T0 is defined as the date when sequencing data is made available to the collaborator
*All data will be shared at the end of the CMG funding period (end of 2020)
The Matchmaker Exchange (MME) is a federated network of genomic centers that share their cases with candidate genes to help find the underlying genetic changes that cause rare disease. The goal of this network is to help aggregate data of patients with similar disorders from around the world. These centers connect to each other through a common application programming interface (API) that uses a mutually agreed upon data format.
We built the matchbox software application to serve as a primary bridge to the MME. Matchbox shares both genotype and phenotype data with other nodes within MME. Building a MME server is a resource intensive process, and a limiting factor to a new center interested in joining this data-sharing network. To help such an institution, we made matchbox open source and free to use.
More information can be found on www.matchmakerexchange.org and in a special issue of Human Mutation (https://onlinelibrary.wiley.com/doi/abs/10.1002/humu.23655). You can download matchbox from GitHub. Please contact firstname.lastname@example.org for any questions.

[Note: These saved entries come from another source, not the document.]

Issue #2722, opened 2020-06-04
[BUG] auto not working on google chrome


phseiff:
**Describe the bug**
DarkReader.auto does not seem to work on google chrome, even though it behaves as expected on firefox (both desktop)

**To Reproduce**
I use Google Chrome, Version 83.0.4103.61 (Official Build) snap (64-bit), on Ubuntu 18.04, and [this](phseiff.github.io) website is shown in light mode even though my system, as well as my browser, use dark mode. On firefox, it works as expected.

**System Information:**
 - OS: Ubuntu 18.04 with Gnome
 - Browser: Google Chrome
 - Version: 83.0.4103.61 (Official Build) snap (64-bit)

Gusted:
Which automation mode do you use?

phseiff:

ClinVar is a publicly available database of genomic variation and its relationship to human health, maintained by the National Center for Biotechnology Information (NCBI) and funded by the Intramural Research Program of the National Institutes of Health (NIH), National Library of Medicine. ClinVar catalogs and aggregates variant submissions from external groups with their reported clinical significance and supporting information, when available. ClinVar adds value to submitted interpretations by standardizing descriptions of variants, conditions, and terms for clinical significance. This information is made publicly available through ClinVar for use in research and healthcare communities. More information about ClinVar is available at https://www.ncbi.nlm.nih.gov/clinvar/.
Our submissions can be found under the name “Broad Institute Rare Disease Group, Broad Institute -Broad Institute Center for Mendelian Genomics (CMG).”

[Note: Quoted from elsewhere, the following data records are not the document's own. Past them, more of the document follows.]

PR #3537, opened 2020-08-28
fix for matters.news

linsui:
Fix pop up sign in banner when scrolling to bottom in an article.

### DIFF
--- a/src/config/dynamic-theme-fixes.config
+++ b/src/config/dynamic-theme-fixes.config
@@ -3508,8 +3508,8 @@ CSS
 matters.news
 
 CSS
-.jsx-178004874.container {
-  background-image: none !important;
+section[class$="container"][style^="background-image"] {
+    background-image: none !important;
 }
 
 ================================
--- a/src/config/dynamic-theme-fixes.config
+++ b/src/config/dynamic-theme-fixes.config
@@ -3505,6 +3505,15 @@ CSS
 
 ================================
 
+matters.news
+
+CSS
+.jsx-178004874.container {
+  background-image: none !important;
+}
+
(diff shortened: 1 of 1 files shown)


src/config/dynamic-theme-fixes.config
```diff
@@ -3505,6 +3505,15 @@ CSS
 
 ================================
 
+matters.news
+
+CSS
+.jsx-178004874.container {
```
Gusted, line 3511: `.jsx-178004874.`
JSX seams to be [React JSX](https://reactjs.org/docs/introducing-jsx.html),
and `178004874` seems to be some randomized number.

So I guess a 
```CSS
section[class$="container"][style^="background-image"]
```
Also isn't a INVERT better?

Gusted (changes requested):

src/config/dynamic-theme-fixes.config
linsui: Thanks! I'll test it later.

linsui: INVERT inverts its child elements.

```
INVERT
section[class$="container"][style^="background-image"]
section[class$="container"][style^="background-image"] > h2
section[class$="container"][style^="background-image"] > p
section[class$="container"][style^="background-image"] > div
```

sshot-009

or

```
CSS
section[class$="container"][style^="background-image"] {
}
```

sshot-008

which is better?

Gusted: Second one

linsui: Updated, thanks!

The Genomic Analysis, Visualization, and Informatics Lab-space, or ‘AnVIL,’ is NHGRI’s genomic data resource that leverages a cloud-based infrastructure for democratizing genomic data access, sharing and computing across large genomic, and genomic-related data sets. In addition to downloading copies of data to local computers and servers, users will have the option to work with data in a secure cloud environment, where they can also use common bioinformatics tools and packages and develop and share their own software tools. Terra is the compute engine and analysis unit of AnVIL where biomedical researchers can access data, run analysis tools, and collaborate easily with others.
Broad CMG data are deposited into dbGaP under study ID = phs001272. Researchers can apply to gain access to these data directly via dbGaP.